Stored data:
Issue #3543, opened 2021-06-09
Account with GA4 property only is not preselected on the setup form


eclarke1:
## Feature Description

Account with GA4 property only is not preselected on the setup form

[Related Asana ticket](https://app.asana.com/0/1200316599642381/1200447371742671)

---------------

_Do not alter or remove anything below. The following sections will be managed by moderators only._

## Acceptance criteria

* On pageload of the Analytics setup flow (with `ga4Setup` flag enabled): When you have an account that has only GA4 properties _one of which has a web data stream for your current site URL_ and no account has a UA property that matches your current site URL, the matching GA4 property (and its account of course) should be preselected.
    * This effectively lands you in the `ga4` version of the setup flow, since that account has only GA4 properties.
    * If you have any UA property that matches the current site URL among your accounts, that should still take precedence. This issue is particularly for the case that you have only a matching GA4 property somewhere, but no matching UA property.
* Essentially, once preselected you should land in this UI: https://google.github.io/site-kit-wp/storybook/develop/?path=/story/modules-analytics-setup-setupformga4--without-existing-tag

## Implementation Brief

* Merge #3590

### Test Coverage

* N/A

### Visual Regression Changes

* N/A

## QA Brief

* Create a new jurassic site.
* Create a new Google Analytics account that has only GA4 property with the new website URL.
* Install and activate the SK plugin.
* Set up the plugin and activate the Analytics module.
* On the Analytics setup form, verify that you see your new Google Analytics account with the appropriate property. preselected.

## Changelog entry

* Ensure account and property are preselected during setup when user has a matching GA4 property only.

aaemnnosttv:
IB ✅

wpdarren:
### QA Update: Pass ✅ 

- Verified that for a GA4 property only, on the Analytics setup form, the new Google Analytics account with the appropriate property is preselected.

![image](https://user-images.githubusercontent.com/73545194/122575957-206aeb00-d049-11eb-8614-95ae8345a7b0.png)

PR #3590, opened 2021-06-16
Bug/3543 preselect matching ga4 account

eugene-manuilov:
## Summary

Addresses issue #3543 

## Checklist

### DIFF
--- a/assets/js/modules/analytics-4/datastore/accounts.js
+++ b/assets/js/modules/analytics-4/datastore/accounts.js
@@ -21,10 +21,8 @@
  */
 import API from 'googlesitekit-api';
 import Data from 'googlesitekit-data';
-import { CORE_SITE } from '../../../googlesitekit/datastore/site/constants';
 import { STORE_NAME } from './constants';
 import { createFetchStore } from '../../../googlesitekit/data/create-fetch-store';
-const { commonActions } = Data;
 
 const fetchGetAccountSummariesStore = createFetchStore( {
 	baseName: 'getAccountSummaries',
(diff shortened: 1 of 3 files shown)


assets/js/modules/analytics-4/datastore/accounts.js
```diff
@@ -41,6 +43,35 @@ const baseInitialState = {
...
+		const ga4PropertyIDs = ( Array.isArray( accounts ) ? accounts : [] ).reduce(
+			( acc, { propertySummaries } ) => [ ...acc, ...propertySummaries.map( ( { _id } ) => _id ) ],
+			[],
+		);
+
+		const property = yield Data.commonActions.await(
+			registry.dispatch( STORE_NAME ).matchPropertyByURL( ga4PropertyIDs, url )
+		);
+
+		return property?._accountID;
```
aaemnnosttv, line 73: How about we return the whole property here, that way we can select it directly rather than matching it again with the `accountID`? Then this could be renamed (and probably moved) to `matchProperty` or maybe `findMatchedProperty`.

assets/js/modules/analytics-4/datastore/accounts.js
```diff
@@ -41,6 +43,35 @@ const baseInitialState = {
...
+		const accounts = yield Data.commonActions.await(
+			registry.__experimentalResolveSelect( STORE_NAME ).getAccountSummaries()
+		);
+
+		if ( ! Array.isArray( accounts ) || accounts.length === 0 ) {
+			return null;
+		}
+
+		const url = registry.select( CORE_SITE ).getReferenceSiteURL();
+		const ga4PropertyIDs = ( Array.isArray( accounts ) ? accounts : [] ).reduce(
```
aaemnnosttv, line 64: The `Array.isArray` check is redundant here since we already have that above.
```suggestion
		const ga4PropertyIDs = accounts.reduce(
```

assets/js/modules/analytics-4/datastore/accounts.js
```diff
@@ -41,6 +43,35 @@ const baseInitialState = {
 };
 
 const baseActions = {
+	/**
+	 * Gets an ID of an account that has a matching property.
+	 *
+	 * @since n.e.x.t
+	 *
+	 * @return {string} The account ID on success, otherwise NULL.
```
aaemnnosttv, line 51:
```suggestion
	 * @return {(string|null)} The account ID on success, otherwise NULL.
```

aaemnnosttv (commented):
Looks good overall, just a few suggestions to potentially improve.

assets/js/modules/analytics-4/datastore/accounts.js
eugene-manuilov: Yep, makes sense. Updated.

assets/js/modules/analytics-4/datastore/accounts.js
eugene-manuilov: Updated.

aaemnnosttv (approved):
LGTM – Thanks @eugene-manuilov !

Your assignment: Filter the entries down to the lines holding the string "await". Copy each of those lines.

Your response:
+		const property = yield Data.commonActions.await(
+		const accounts = yield Data.commonActions.await(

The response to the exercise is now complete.